O sociólogo Sérgio Amadeu, da Universidade Federal do ABC, classificou a decisão americana como “truculenta”. As justificativas americanas se baseiam em um relatório do Escritório do Representante Comercial da Casa Branca (USTR), que aponta a atuação da Justiça brasileira contra big techs e o Marco Civil da Internet como supostos “endurecimentos” da legislação. O documento questiona “ordens secretas” de tribunais brasileiros e penalidades severas, alegando que exigem a remoção de conteúdo político e suspensão de perfis de cidadãos americanos.
Em contraste, Amadeu destaca que na Europa, as big techs precisam prestar contas à sociedade, algo que ainda não é totalmente implementado no Brasil. Ele sugere que a medida do governo Trump visa garantir que o Brasil seja um território onde as big techs possam extrair dados e riquezas sem responsabilidade social, o que ele considera um “absurdo”. Segundo ele, as plataformas já praticam “censura pesada” no Brasil ao controlar algoritmos invisíveis.
O papel do poder público, segundo especialistas, é exigir que crimes não proliferem na rede e que as plataformas digitais cumpram regras democráticas. Há uma percepção de “tecnofascismo”, onde corporações alinhariam sua agenda à do governo americano, transformando o Brasil em um “território livre para extração de dados e riquezas sem prestação de contas”.
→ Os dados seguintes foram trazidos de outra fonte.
PR #7043, opened 2020-04-27
Make `override_find_program` respect `native` keyword

Ericson2314:


xclaesse:
You need to add `navive` kwarg to override_find_program then, right?

Ericson2314:
@xclaesse the idea was to just get the `for_machine` from the override program, but this breaks the native test where they are mixing build and host machines. I think we'll have to do something similar to @jon-turney's PR where there is a native keyword arg: if it's set it must match the program, but if it's unset and it's a native build, then both platforms are overridden for back compat.

Ericson2314:
Longer term, instead of all these hacks for native compilation, what we need is:

- A short-hand to say "give me a `native: true` and `native: false` copy of this

- ninja to deduplicate build rules so "redundant" things like `native: true` and `native: false` copies (but not limited to that) don't result in building the same thing twice. The best thing to do would be some build rule content-addressing like Nix does.

xclaesse:
Note that override_dependency() has the native kwarg.

Ericson2314:
@xclaesse Ah thanks. I will model on that.

Ericson2314:
OK, there is a failure having to do with partial deps I cannot figure out.

jpakkane:
You may want to rebase this, CI on master was broken for a while but is now fixed.

Ericson2314:
@jpakkane will do!

bonzini:
Closing in favor of #15404.

PR #7047, opened 2020-04-27
boost: Only use usage-requirements defines (fixes #7046)

### LINKED ISSUE #7046: Can't build projects dynamically linked to boost.log
Since this change:

https://github.com/mesonbuild/meson/blob/7c68fe80083fd72a100998578417b223e3704af5/mesonbuild/dependencies/boost.py#L791

I can't compile anymore some applications dynamically linked to boost.log:

```
/usr/include/boost169/boost/log/detail/config.hpp:225: error: "BOOST_LOG_DLL" redefined [-Werror]
 #       define BOOST_LOG_DLL

<command-line>: note: this is the location of the previous definition
```

I think that `-DBOOST_LOG_DLL` should not specified (see https://www.boost.org/doc/libs/1_72_0/libs/log/doc/html/log/rationale/namespace_mangling.html) but only `-DBOOST_LOG_DYN_LINK=1`

Tested with boost from 1.69 to 1.72 on CentOS and MacOS.

If you confirm that `-DBOOST_LOG_DLL` can be removed I can provide a PR, just let me know .

mensinda:


tools/boost_names.py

Humberto Ribeiro, diretor do Sleeping Giants Brasil, lembra que, após a eleição de Donald Trump, algumas empresas alteraram suas diretrizes, encerrando parcerias de checagem de fatos. Ele vê as tarifas como uma consequência da evolução da regulação brasileira de plataformas digitais, afirmando que os EUA usam o Brasil como exemplo para outros países latino-americanos.
Um dossiê publicado pelo Sleeping Giants identificou danos causados por big techs no Brasil, como estímulo a comportamentos nocivos, exploração sexual infantil, automutilação, incitação ao suicídio, censura e manipulação. Ribeiro defende a regulação como um mecanismo de proteção à liberdade de expressão, argumentando que a ausência de regras permite que as plataformas removam conteúdos sem prestação de contas.
A legislação brasileira, segundo especialistas, não restringe conteúdo nem promove censura, mas exige um papel proativo e transparente das plataformas no cumprimento de seus termos de uso e na proteção de vulneráveis, especialmente crianças e adolescentes. Projetos como o PL 2338 (uso de inteligência artificial) e o PL 4675 (regulação de mercados digitais) são vistos como importantes para a soberania digital e para quebrar práticas monopolistas.
Alexandre Gonzalez, pesquisador do Ipea, considera o argumento de perseguição a empresas americanas “descabido” e a alegação de defesa da liberdade de expressão um “pretexto”. Ele aponta que a discussão sobre regulação de plataformas digitais é uma tendência global, e a preocupação dos EUA estaria mais ligada à corrida tecnológica contra a China.
A jornalista Júlia Lanz, do Intervozes, compara a regulação de plataformas digitais à da publicidade, argumentando que é necessária para garantir direitos. A advogada Camila Camargo reforça que o Brasil tem o direito de definir suas regras, e empresas que oferecem serviços e produtos têm responsabilidades inerentes.
Em suma, especialistas defendem que a postura firme do Estado brasileiro, ao impor sua dimensão de mercado e soberania, garante a verdadeira liberdade de expressão e a democracia. O caminho democrático, segundo eles, exige o cumprimento da Constituição, a tributação justa e a submissão de corporações estrangeiras à democracia brasileira.